Required work: This exercise calls for every line of the data below with the string "helper" in it.

+++ Source data

PR #192, opened 2026-05-14
Add bit-op virtual MLE projection helper

latifkasuli:
## Summary

- add `build_bit_op_virtual_mle` for projecting `BitOpSpec` virtual columns from row-major or column-major projected traces
- apply `Rot` / `ShR` to the source cell coefficients before evaluating at the projection point
- cover row-major, column-major, and invalid count cases with focused PIOP unit tests

## Context

Follow-up to #191 and part of #185. This is intentionally a small protocol-foundation PR: it adds the PIOP projection helper used by the later prover wiring, without changing prover/verifier behavior yet.

## Validation

- `.githooks/pre-push`
- `cargo test -p zinc-piop projections::tests -- --nocapture`

### DIFF
--- a/piop/src/projections.rs
+++ b/piop/src/projections.rs
@@ -8,10 +8,10 @@ use zinc_poly::{
     mle::DenseMultilinearExtension,
     univariate::dynamic::over_field::{DynamicPolyFInnerProduct, DynamicPolynomialF},
 };
-use zinc_uair::{Uair, UairTrace, collect_scalars::collect_scalars};
+use zinc_uair::{BitOp, BitOpSpec, Uair, UairTrace, collect_scalars::collect_scalars};
 use zinc_utils::{
-    UNCHECKED, cfg_extend, cfg_into_iter, cfg_iter, cfg_iter_mut, inner_product::InnerProduct,
-    powers,
+    UNCHECKED, add, cfg_extend, cfg_into_iter, cfg_iter, cfg_iter_mut, inner_product::InnerProduct,
+    powers, rem,
 };
 
 /// Row-indexed trace matrix: `trace[row][col]`.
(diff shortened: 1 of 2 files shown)


piop/src/projections.rs
```diff
@@ -312,6 +312,80 @@ pub fn evaluate_trace_to_column_mles<F: PrimeField + 'static>(
...
+    field_cfg: &F::Config,
+) -> DenseMultilinearExtension<F::Inner> {
+    let zero = F::zero_with_cfg(field_cfg);
+    let one = F::one_with_cfg(field_cfg);
+    let projection_powers: Vec<F> = powers(projecting_element.clone(), one, D);
+
+    let c = spec.op().count();
+    assert!(
+        c > 0 && c < D,
+        "BitOp count {} out of range for cell width D = {}",
```
frozenspider: Nit: Could save two lines by inlining `{c}` and `{D}`

piop/src/projections.rs
```diff
@@ -312,6 +312,80 @@ pub fn evaluate_trace_to_column_mles<F: PrimeField + 'static>(
...
+            BitOp::ShR(c) => (0..D)
+                .map(|i| {
+                    let j = add!(i, c);
+                    if j < D {
+                        coeffs[j].clone()
+                    } else {
+                        zero.clone()
+                    }
+                })
+                .collect(),
```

++++++

Solution to this problem:
Add bit-op virtual MLE projection helper
Follow-up to #191 and part of #185. This is intentionally a small protocol-foundation PR: it adds the PIOP projection helper used by the later prover wiring, without changing prover/verifier behavior yet.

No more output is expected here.